開発者がもっと一緒に遊べる道具だと考えることもあるし、
コンピュータのこと自身を考えなくても良いと考えていく。

Q. Apple 製品を分解していたのが印象に残っていたのが、他にも分解したものは?
A. それぞれに工夫はあるが、Appleほど感銘を受けることはない。
 特にカメラには感銘を受ける。一方でデザインのために無理をしている製品はApple意外には無い。
 B&Oなど無理してデザインしている製品はあったが、最近は無い。
 Appleだけがなんで可能なのか、気になるところもあるが、
 Appleはソフトウェアに頼っているのか、メカニカルデザインは
 ソフトウェアを実現するためにだけしか使っていない。

Q. Macのコンセプトモデルを作った時の思い。
A. 90年代にAppleと仕事をしたことがあって、Jobsが帰ってくる直前。
MacOS のアピアランスマネージャを作っていて、
実は大胆に変える計画があって、リリース計画があったが。

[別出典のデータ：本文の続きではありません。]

PR #930, opened 2023-08-25
attributes: implement checking and handling of attributes

feds01:
- attrs: introduce new crate and add Attribute representations
- attrs: add `AttrTyMap`
- ast: add initial code for running macro/attribute checks in `hash-expand`
- core: more dependency cleanups
- parser: don't include macros in parent span of macro-able items
- tir: use `From<...>` for implementing conversion to Lit kinds
- ir: use `attr_store()` for attributes and add `Instance::has_attr`
- core: rename `CompilerStageKind::DeSugar` to `CompilerStageKind::Expand`
- untyped-semantics: cleanup old code, and remove commented out directive checking code
- tir: register more `AstNodeId`s to items, specifically sequences of ids
- hash-tir: improve `ParamError` diagnostic messages
- expand: implement attribute checking
- expand: correctly apply attrs on attribute subject
- attrs: implement attribute specific error/warning checking and hookup to expand
- tir: move `primitives.rs` into `hash-tir` from `hash-intrinsics
- tir: introduce `HasNodeId` and re-implement directive handling
- parser: fix improper span on grouped macro invocations
- target: introduce `HasTarget` trait to query current `target()` from any implementor
- lower: re-implement `#layout_of`
- lower: implement applying `repr` and add `discriminant` option
- lower: re-implement `#dump_ir`


compiler/hash-attrs/src/target.rs
```diff
@@ -0,0 +1,292 @@
...
+            ast::Expr::Block(ast::BlockExpr { data: block }) => match block.body() {
+                ast::Block::Loop(_) | ast::Block::While(_) | ast::Block::For(_) => AttrTarget::Loop,
+                ast::Block::Match(_) | ast::Block::If(_) => AttrTarget::Match,
+                ast::Block::Body(_) => AttrTarget::Block,
+            },
+            ast::Expr::Import(_) => AttrTarget::Import,
+            ast::Expr::StructDef(_) => AttrTarget::StructDef,
+            ast::Expr::EnumDef(_) => AttrTarget::EnumDef,
+            ast::Expr::TyFnDef(_) => AttrTarget::TyFnDef,
+            ast::Expr::TraitDef(_) => AttrTarget::Item,
```
kontheocharis, line 121: Should other defs also be items?

compiler/hash-attrs/src/target.rs
```diff
@@ -0,0 +1,292 @@
...
+            ast::Expr::ImplDef(_) => AttrTarget::ImplDef,
+            ast::Expr::ModDef(_) => AttrTarget::ModDef,
+            ast::Expr::FnDef(_) => AttrTarget::FnDef,
+            ast::Expr::Ty(_) => AttrTarget::Ty,
+
+            // If this is a declaration, we have to recurse into the subject...
+            ast::Expr::Declaration(ast::Declaration { value: Some(value), .. }) => {
+                AttrTarget::classify_expr(value.body())
```
kontheocharis, line 129: What if someone wants to put an attribute on the declaration itself?

compiler/hash-attrs/src/target.rs
```diff
@@ -0,0 +1,292 @@
...
+}
+
+impl fmt::Display for AttrTarget {
+    fn fmt(&self, f: &mut fmt::Formatter<'_>) -> fmt::Result {
+        let item_count = self.bits().count_ones();
+
+        // We will collect all of the allowed argument kinds into a vector
+        let mut allowed_argument_kinds = Vec::with_capacity(item_count as usize);
+
+        for kind in (*self).iter() {
```
kontheocharis, line 143: Map?

compiler/hash-attrs/src/target.rs
```diff
@@ -0,0 +1,292 @@
...
+                AttrTarget::Loop => allowed_argument_kinds.push("loop block"),
+                AttrTarget::Match => allowed_argument_kinds.push("match block"),
+                AttrTarget::ImplDef => allowed_argument_kinds.push("impl block"),
+                AttrTarget::Mod => allowed_argument_kinds.push("module"),
+                AttrTarget::ModDef => allowed_argument_kinds.push("mod block"),
+                AttrTarget::Block => allowed_argument_kinds.push("body block"),
+                AttrTarget::Import => allowed_argument_kinds.push("import"),
+                AttrTarget::StructDef => allowed_argument_kinds.push("`struct` definition"),
+                AttrTarget::EnumDef => allowed_argument_kinds.push("`enum` definition"),
+                AttrTarget::TyFnDef => allowed_argument_kinds.push("type function definition"),
```
kontheocharis, line 158: This is a bit unrelated to this PR, but type functions are called implicit functions in the TIR. Maybe we should unify these two names?

compiler/hash-attrs/src/target.rs
```diff
@@ -0,0 +1,292 @@
...
+    PatArg(ast::AstNodeRef<'ast, ast::PatArg>),
+
+    /// A type.
+    Ty(ast::AstNodeRef<'ast, ast::Ty>),
+
+    /// A type argument.
+    TyArg(ast::AstNodeRef<'ast, ast::TyArg>),
+}
+
+impl<'ast> AttrNode<'ast> {
```
kontheocharis, line 231: I guess this is the repetition you were trying to avoid...

compiler/hash-attrs/src/ty.rs
```diff
@@ -0,0 +1,181 @@
...
+}
+
+impl AttrTy {
+    /// Create a new [AttrTy] with the given name, parameters and subject.
+    pub fn new(name: impl Into<Identifier>, params: ParamsId, subject: AttrTarget) -> Self {
+        Self { name: name.into(), params, subject }
+    }
+}
+
+macro_rules! make_ty {
```
kontheocharis, line 95: Why not just keep the original names and avoid repetition?

compiler/hash-attrs/src/ty.rs
```diff
@@ -0,0 +1,181 @@
...
+        let name: Identifier = stringify!($name).into();
+        let index = $table.map.push(AttrTy::new(name, Param::empty_seq(), $subject));
+
+        if $table.name_map.insert(name, index).is_some() {
+            panic!("duplicate attribute name: `{}`", name);
+        }
+    }
+}
+
+lazy_static::lazy_static! {
```
kontheocharis, line 139: I don't think you need lazy_static with LazyLock

compiler/hash-attrs/src/ty.rs
```diff
@@ -0,0 +1,181 @@
...
+    pub static ref ATTR_MAP: LazyLock<AttrTyMap> = {
```
kontheocharis, line 140: Do you think the attribute definitions themselves should happen in a different module?

compiler/hash-codegen/src/symbols/mangle.rs
```diff
@@ -68,9 +68,7 @@ pub fn compute_symbol_name(instance_id: InstanceId) -> String {
     let m = &mut Mangler { out: String::new() };
 
     instance_id.map(|instance| {
-        if !instance.attributes.contains(IDENTS.no_mangle)
-            && !instance.attributes.contains(IDENTS.foreign)
-        {
+        if !instance.has_attr(IDENTS.no_mangle) && !instance.has_attr(IDENTS.foreign) {
```
kontheocharis, line 71: Would be cool if the attr map exposes the IDs of the defined attributes so they don't have to be looked up by name

kontheocharis, line 71: Would be cool if the attr map exposes the IDs of the defined attributes so they don't have to be looked up by name

compiler/hash-attrs/src/target.rs
feds01: This is a mistake, it should be just trait def.

compiler/hash-attrs/src/target.rs
feds01: Im unsure how to solve this problem.

compiler/hash-attrs/src/target.rs
feds01: I don't think that is a thing

compiler/hash-codegen/src/symbols/mangle.rs
feds01: Yeah, I wanted to do this, but I'm not sure how to go about this.

compiler/hash-attrs/src/target.rs
kontheocharis: I mean you can just do .iter().map() and not have to worry about dealing with vecs/pushing/reserving, but I guess it's fine either way

compiler/hash-attrs/src/target.rs
kontheocharis: Maybe it should always apply on the declaration, and macros should handle this accordingly?

feds01: This causes problems because the `AstNodeId` that the attributes are then registered on isn't used to determine whether it has attributes on it. E.g. when you write:

```rs
#[link_name("foo")]
foo := () => { ... }
```

Lowering and codegen use the `AstNodeId` of the `() => { ... }` rather than the declaration itself whether it specifies any attributes.

compiler/hash-attrs/src/ty.rs
feds01: I was thinking of using this somehow to allow it to specify more complex types, but yeah I guess for now we don't need to.

compiler/hash-attrs/src/target.rs
feds01: I think its kind of unavoidable here...

compiler/hash-attrs/src/target.rs
feds01: Yeah I see now, but since this isn't quite like an `enum` so the match will always

compiler/hash-attrs/src/target.rs
kontheocharis: That's possible, but it's a bit of a hack.. I guess we could argue that declarations are not "real" expressions so macros never apply to them, they always apply to the inner expressions.. Anyway I think it should be fine to keep it like this for now and if we encounter a use case of putting a macro on a declaration we can reconsider. Thoughts?

compiler/hash-attrs/src/ty.rs
kontheocharis: Yeah I just mean like in a different file cause this one is called ty.rs

compiler/hash-codegen/src/symbols/mangle.rs
kontheocharis: I guess there could be a surrounding macro which generates the table static, and accepts a bunch of entries, for which it involves define_attribute as well as a public symbol for the attribute.

compiler/hash-attrs/src/ty.rs
feds01: Actually, yes this makes sense.

compiler/hash-attrs/src/target.rs
feds01: Yeah, I'm gonna make this thread into an issue/discussion so that we can come back to this later and properly decide.

kontheocharis (dismissed):

kontheocharis (approved):

PR #931, opened 2023-08-28
ast: use `TyParams` to represent parameters in types

### LINKED ISSUE #928: Use `TyParam` instead of `TyArg` in `TupleTy` and `FnTy`
There is some confusion about what a type parameter/argument is when it comes to `TupleTy`, `FnTy` and `TyFnTy`. 

To disambiguate the parsing and supported syntax, we introduce a `TyParam` node which is essentially a `<name> (: <ty>)? (= <ty>)? | <ty>` syntax.

feds01:
closes #928


compiler/hash-ast/src/ast.rs
```diff
@@ -567,7 +567,7 @@ define_tree! {
     #[node]
     pub struct TupleTy {
         /// inner types of the tuple type
-        pub entries: Children!(TyArg),
+        pub entries: Child!(TyParams),
```
kontheocharis, line 570: This should be Params no? `<ident> : <ty> = <expr>`

compiler/hash-ast/src/ast.rs
```diff
@@ -1411,7 +1414,7 @@ define_tree! {
     #[node]
     pub struct StructDef {
         /// Type parameters that are attached to the definition.
-        pub ty_params: Children!(Param),
+        pub ty_params: OptionalChild!(TyParams),
```
kontheocharis, line 1417: Shouldn't all of these be just Params??

kontheocharis (changes requested):

compiler/hash-ast/src/ast.rs
feds01: But this is a tuple type right, this can only feature in a type position. Also, whilst it may use the `TyParam`, it doesn't allow for a default value to be specified as seen in the grammar: https://hash-org.github.io/hashc/features/types.html

compiler/hash-ast/src/ast.rs
feds01: Well, that would mean it uses `<name: ty? = <expr>?` which for type parameters isn't quite right. Also, for something like:
```rs
Foo := <T> => struct(...)
```
would mean the same as:
```rs
Foo := struct<T>(...)
```
So would it not make sense to use a type parameter here?

compiler/hash-ast/src/ast.rs
kontheocharis: Yeah well, I guess it is not supported, but then it doesn't matter if Params or TyParams is used. However, if we ever decide to support it, it should be Params, not TyParams.

compiler/hash-ast/src/ast.rs
kontheocharis: You are right I am just stupid.. But I think TupleTy should use Params like FnTy

kontheocharis: Also for the second thing you said, should
the first syntax be supported?

compiler/hash-ast/src/ast.rs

。。
アメリカ2チーム、日本1チームからの提案があった。
とだツトム、宮崎みつひろ、多摩美のすながさん、5人で議論しながら作った画面。
採用が決まっていた。Jobsもカンファレンスで発表していたことがあったが、
Drawing Board 手書き風の画面。
 http://lleedd.com/blog/2009/06/14/drawingboard/

あらゆるパーツが手で書いた風で、スケッチが画面で動いているように
βバージョンが出回っていて、使ったことがある人があるかもしれない。
それを作った時に感銘を受けた。
何に感銘を受けたかというと、一つ一つの部品を全部作ったが、
そのテンプレートの見事さに感動した。
Appleから、パーツを埋める画像ファイルのテンプレートがあった、
どういうことに使われ、どういう風に表示されるのか、
そのツールに感動した。
アップルの伝統、彼ら自身が開発環境を作ることを喜んでいる。
市販のソフトウエアが可変されて、アップルの使いやすいツールになっているものを使う。
今は iOS の開発環境を知っているが、
開発環境を気持ちのよいものを作るというのがその時から分かっていた。